The gas is dominated by hydrogen and helium. It contains very little of the heavier elements that astronomers call metals. In astronomy, metals include elements such as oxygen, carbon and iron. These elements are forged inside stars and scattered into space when stars shed material or explode.
QSO1’s metallicity is less than 0.5% of the Sun. That makes it one of the most pristine galactic environments ever measured. Such a low metal content suggests that the object had seen very little star formation before Webb observed it.
This chemistry strengthens the case that the black hole did much of the early growing before a substantial galaxy of stars surrounded it. A star-rich galaxy would have left more chemical fingerprints. QSO1 instead looks like a compact gas system wrapped around a massive central black hole.
The result paints a vivid picture. A huge black hole sits in a small early object made mostly of primordial gas. The surrounding galaxy appears underbuilt compared with the black hole at its heart.
Why This Changes Black Hole Origins
Supermassive black holes are common in the centers of large galaxies today. The Milky Way has one called Sagittarius A*. Many galaxies contain even larger central black holes, with masses reaching millions or billions of Suns.
The puzzle comes from timing. Webb and other observatories have found massive black holes in the early universe. If they began as the remnants of ordinary massive stars, they would need to feed and merge extremely quickly to reach such sizes in a few hundred million years.

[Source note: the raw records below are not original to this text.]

PR #33, opened 2019-07-25
Feature/a star ai

Gursaanj:
NPC and an NPC Manager has been set up and now any number of NPC in a scene will be given a list of parking spots (all parking spots split among the NPC) that they will use of list of destinations to go to. 

The NPC is far from polished, (not clean, still gets stuck at the most random things, and no avoidance as of yet) but at least it gives us a small sense of what they will be doing, when we test out the game from now onwards. 

The 3 scenes (Gazeebo, Office and Fountain) have been duplicated, in which they have the AI added in them. These scenes have been updated on the Level Selector as well. 
Gotty Animation


Gursaanj:
[Multiple NPC working cohesively in one scene](https://trello.com/c/vsq5m6x4/38-multiple-npc-working-cohesively-in-one-scene)

PR #37, opened 2019-07-28
Feature/parking indicator lerping

wbeltran777:
I'm making the colors go back and forth between orange and blue to kinda of work with the orange and blue thing we got going on with the menus possibly. It also makes the parking spot pop out more. Let me know what yall think!


Assets/Script/Game/ParkingDetection.cs
```diff
@@ -19,6 +19,9 @@ public class ParkingDetection : MonoBehaviour
     [SerializeField]
     private GameObject m_glowingSpot;
 
+    private readonly Color m_orange = new Color(1,224/255,173/255);
+    private readonly Color m_blue = new Color(192 / 255, 173 / 255, 1);
```
m4rtint: Stylecop

PR #38, opened 2019-07-29
Feature/pause game

Gursaanj:
Created a pause panel (like the end game panel) where if a player were to press the pause button the pause menu would appear. For this case, this has bee implemented for a single PC player only. This has not bee tested for controllers or multiple players. 

This is how it works 

Gotty working Pause

However, I have reached a couple of issues and possibly a bug (or something I dont understand). 

First issue is that for now, if I assign the same button to be the Pause button (when the game is in play) and the Resume button (when the game is paused) then it only works for 50% of the time. Not sure if it is how I am calling the buttons but resuming the game using the same button as pausing it is really clunky and basically unusable - In the InputManager

The bigger problem is that if I start from the Level Selection scene (where we decide the controllers and the level) and choose a level, then in the game reset the level (as shown below) I get that null exception . Also I notice that the StateManager is gone.  So when I pause the game then, the Pause panel does not come up and the rigidbody freezes

Gotty broken Pause

The state manager also goes missing if we go from the end game panel to the level selector to another scene.


Gursaanj:
[Update UI - PAUSE game](https://trello.com/c/oxP9p8zI/73-update-ui-pause-game)

Assets/Scenes/LevelFlow_Testing/Controller_Selection.unity
```diff
@@ -461,6 +461,11 @@ PrefabInstance:
       propertyPath: m_LocalEulerAnglesHint.z
```
m4rtint: What changes did u do with this scene?

Assets/Script/Managers/InputManager.cs
```diff
@@ -83,6 +83,24 @@ private static float VerticalController(ControllerPlatform controllerPlatform, i
         return 0;
     }
 
+    public static void PauseTheGame()
```
m4rtint: Not an issue, but there will be a time where we have to fix the bug where a player spams the pause key.

Assets/Script/Managers/StateManager.cs
```diff
@@ -102,7 +102,7 @@ public bool IsPaused()
     public void PauseGame()
     {
         m_state = State.Paused;
-        if (m_listOfRigidBodies != null)
+        if (ListOfRigidBodies != null)
```
m4rtint: why is this changed?

Assets/Script/UI/EndGamePanel.cs
```diff
@@ -40,13 +40,15 @@ private void OnDestroy()
...
-    {
-        SceneManager.LoadScene(SceneManager.GetActiveScene().name);
-    }
+    // Will delete the following if everyone is okay with using base panel methods
 
-    private void OnMainMenuButtonpressed()
-    {
-        SceneManager.LoadScene(SceneInformation.MainMenuFileName);
-    }
+    //private void OnReplayButtonPressed()
```
m4rtint: Remove if not needed

Assets/Script/UI/BasePanel.cs
```diff
@@ -37,4 +38,24 @@ protected virtual void Minimize()
...
+    {
+        SceneManager.LoadScene(SceneInformation.MainMenuFileName);
+    }
+
+
+    /// <summary>
+    /// Reload active scene when button is pressed
+    /// </summary>
+    /// <param name="m_scene"></param>
+    protected virtual void OnReplayButtonPressed(string m_scene)
```
m4rtint: Remove the parameter if it's going to be the same argument every single time

Assets/Script/Managers/StateManager.cs
Gursaanj: because m_listofRigidBodies is null until ListOfRigidBodies get function is called (because of the If function)

Assets/Script/Managers/InputManager.cs
Gursaanj: Should have fixed that with new commit

Assets/Script/Managers/InputManager.cs
```diff
@@ -83,6 +83,37 @@ private static float VerticalController(ControllerPlatform controllerPlatform, i
         return 0;
     }
 
+    /// <summary>
+    /// Checks it there is any tweening happening in the scene at the frame called
+    /// </summary>
+    /// <returns></returns>
+    private static bool AnyTweening()
+    {
+        return LeanTween.tweensRunning > 0 ? true : false;
```
m4rtint: I didn't mean to say fix it now. but oh well

just do 
`return LeanTween.tweensRunning > 0`

Assets/Script/Managers/InputManager.cs
```diff
@@ -83,6 +83,37 @@ private static float VerticalController(ControllerPlatform controllerPlatform, i
...
+    }
+
+    /// <summary>
+    /// If the esc key is being called and the panels arent in the middle of popping up or down
+    /// (i.e. no tweening at the moment) then pause the game (if the state is IsPlaying) and 
+    /// resume the game if the state isPaused
+    /// </summary>
+    public static void PauseAndUnpause()
```
m4rtint: This is not good. pause and unpause. others developers would have no idea if it's in an unpause or paused state. 
should just put AnyTween() in the original pause and resume methods

Assets/Script/Managers/WorldManager.cs
```diff
@@ -97,6 +97,10 @@ private void FixedUpdate()
         {
             OnFixedUpdate();
         }
+
+        //Pause the game if the Pause button is pressed Need to place it here so that the resume button works when state is IsPaused
+        InputManager.PauseAndUnpause();
```
m4rtint: I'm thinking maybe put this in Update() {} function

Assets/Script/Managers/InputManager.cs
Gursaanj: Yeah thats what Im thinking (i put that in my commit notes). So there is a bool statment we can put on the pausepanel : LeanTween.istweening(gameobject) which will let us know if the pause panel is tweening (which would be much better) But I am having trouble thinking about how to pass that info from pausepanel to input manager- Any Ideas?

Assets/Script/Managers/WorldManager.cs
Gursaanj: hmmm, I can do that, is that because in this case we dont care about physical based timing or something like that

QSO1 points toward a different early path. The black hole seems to have been born large, either as a primordial black hole associated with conditions near the beginning of the universe or as a direct collapse black hole formed from a giant cloud of gas.
Both ideas have been discussed for years. Primordial black holes would come from dense regions in the very early universe. Direct collapse black holes would form later, when an enormous gas cloud collapses into a black hole seed far larger than a stellar remnant.
The Webb data do not settle which path produced QSO1. They do show that the black hole’s mass is difficult to explain through slow growth from small seeds. That is why the discovery carries so much weight for theories of cosmic structure.
The Search for More Early Black Hole Seeds
The team suspects that objects like QSO1 were present in meaningful numbers during the early universe. Little Red Dots may represent a broader phase in which massive black holes were gathering gas before their host galaxies fully developed.
Researchers are now analyzing similar objects to see whether QSO1 is part of a wider pattern. If more Little Red Dots show the same mix of huge central masses, pristine gas and compact sizes, astronomers will have stronger evidence that black holes sometimes lead galaxy growth.
Webb is especially well suited for this work. Its infrared vision can reach light stretched by cosmic expansion. Its spectroscopy can reveal both motion and chemistry in objects that formed when the universe was only a small fraction of its present age.
The next step is comparison. Astronomers need to measure more early black holes in the same careful way. Direct gas-motion measurements can show whether the extreme mass ratio in QSO1 is rare or part of a larger population.
For now, Abell2744-QSO1 stands as one of Webb’s clearest glimpses of a black hole seed in the making. It may be showing astronomers an early chapter in which a black hole formed first, then began building a galaxy around itself.